PR #9113, opened 2022-10-22
service: nfp: Allow amiibos without keys

german77:
Since many users  started using outdated builds instead of dumping the amiibo keys. I decided to add a little workaround by marking amiibos as read only when keys are missing. This enables basic detection of amiibos.

No fallbacks are given to keep the code accurate. Games that use decrypted data will still need keys.

### DIFF
--- a/src/core/hle/service/nfp/amiibo_crypto.cpp
+++ b/src/core/hle/service/nfp/amiibo_crypto.cpp
@@ -9,6 +9,7 @@
 #include <mbedtls/hmac_drbg.h>
 
 #include "common/fs/file.h"
+#include "common/fs/fs.h"
 #include "common/fs/path_util.h"
 #include "common/logging/log.h"
 #include "core/hle/service/mii/mii_manager.h"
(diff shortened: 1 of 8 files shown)


src/core/hle/service/nfp/amiibo_crypto.cpp
```diff
@@ -295,6 +295,16 @@ bool LoadKeys(InternalKey& locked_secret, InternalKey& unfixed_info) {
     return true;
 }
 
+bool IsKeyAvailable() {
+    const auto yuzu_keys_dir = Common::FS::GetYuzuPath(Common::FS::YuzuPath::KeysDir);
+
+    const Common::FS::IOFile keys_file{yuzu_keys_dir / "key_retail.bin",
```
lioncash, line 301: should be more straightforward to do:

```cpp
return Common::FS::Exists(yuzu_keys_dir / "key_retail.bin");
```

no?

german77: Thanks. I was going to ask morph for a better alternative

bunnei (approved):

PR #9127, opened 2022-10-25
video_core: Catch vulkan clear op not all channel need clear

vonchenplus:
This is just a temporary solution,  Auxiliary shader needs to be added to perform specified channel clear.

Fix p5r's battle scenes black.

image


Fuzzy64 (approved):

liamwhite (approved):

bunnei (approved):

VITORUGOP5R:
como se adiciona o sombreador falado?

PR #9134, opened 2022-10-26
audio_in/out_system: Pass Initialize members by value where applicable

lioncash:
applet_resource_user_id isn't actually modified and is just assigned to a member variable, so this doesn't need to be a mutable reference.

::::

What is being asked: Going through the entries above, tally every line that contains the string "just", then state only the total.

Answer to the problem: 2